União Progressista, Republicanos e Podemos adotam neutralidade e deixam Flávio Bolsonaro isolado

Sem alianças partidárias, pré-candidato do PL caminha para formar uma chapa pura na disputa presidencial

João Gabriel Vilalba
Capital News

Jefferson Rudy/Agência Senado

Flavio Bolsonaro deve lançar sua candidatura neste sábado (25)

Flavio Bolsonaro deve lançar sua candidatura neste sábado (25)

A federação União Progressista, o Republicanos e o Podemos anunciaram que deverão adotar uma posição de neutralidade nas eleições presidenciais deste ano, afastando-se de um eventual apoio à candidatura de Flávio Bolsonaro (PL) no primeiro turno.

Sem alianças partidárias até o momento, o pré-candidato do PL (Partido Liberal) à Presidência da República caminha para a formação de uma chapa pura.

Conforme informações da CNN Brasil, o Republicanos tem consultado suas bases partidárias sobre o cenário eleitoral e, até o momento, não há sequer reunião marcada entre o presidente nacional da legenda, Marcos Pereira, e Flávio Bolsonaro. Integrantes do partido afirmam que mais de 80% dos dirigentes defendem a neutralidade no pleito. No PP, que integra a federação União Progressista, a maioria das lideranças também se posiciona favoravelmente à mesma estratégia.
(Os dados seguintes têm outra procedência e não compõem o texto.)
PR #46319, opened 2023-03-02
[10.x] Remove obsolete function_exists('enum_exists') calls

jnoordsij:
The `function_exists('enum_exists')` call is used in various places for feature detection. As the minimum PHP version for Laravel 10 is 8.1, this should now always return true, and therefore can be safely removed.


driesvints (approved):
Thanks!

PR #46323, opened 2023-03-02
[10.x] Remove unnecessary arguments.

Tatsurou-Yajima:
The following two arguments were not used in the `execute` method.

`$input`, `$output`

Unnecessary arguments are confusing and should be removed.


driesvints:
As you can see, this breaks the test suite.

PR #46333, opened 2023-03-02
[10.x] Replace deprecated `Rule` class with `ValidationRule` in Enum validation

michaelnabil230:
This PR updates the Enum validation rules in Laravel to use the new `ValidationRule` class instead of the deprecation `Rule` class. This is important because the Rule class has been removed in the new version of Laravel.


taylorotwell:
The `Rule` class isn't being removed? It's just no longer the preferred choice.

PR #46337, opened 2023-03-03
[10.x] Add additional type to $app property to match app() helper.

jayanratna:
I am proposing this change after I added `preventLazyLoading` to my `AppServiceProvider` and realised that the code snippet suggested in the docs (shown below) shows an undefined method error in VSCode. This was mostly inspired by the addition of the same type in the `app()` helper, the commit for that can be found here: https://github.com/laravel/framework/commit/2c4a4e7338227bf6ba549402790ef5ba820873ce

Code snippet from docs:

A postura das legendas inviabiliza, ao menos neste momento, nomes como Daniella Marques (Republicanos) e a senadora Teresa Cristina (PP-MS) para compor a chapa de Flávio Bolsonaro como candidata à vice-presidência.

Já o Podemos tem mantido conversas com diferentes partidos. Lideranças da sigla afirmam que já foram procuradas por representantes do Novo, PL, PT e PSD, mas que não há qualquer compromisso firmado em relação às coligações. A tendência, segundo interlocutores do partido, também é de neutralidade na disputa presidencial.

O governador de Minas Gerais, Romeu Zema, pré-candidato à Presidência pelo Novo, tentava viabilizar o nome do empresário Geraldo Rufino (Podemos) como candidato a vice-presidente. No entanto, Rufino deverá disputar uma vaga ao Senado por São Paulo.

No campo da esquerda, a campanha de reeleição do presidente Luiz Inácio Lula da Silva (PT) deverá contar com o apoio dos partidos PSB, Psol, Rede Sustentabilidade, PCdoB e PV.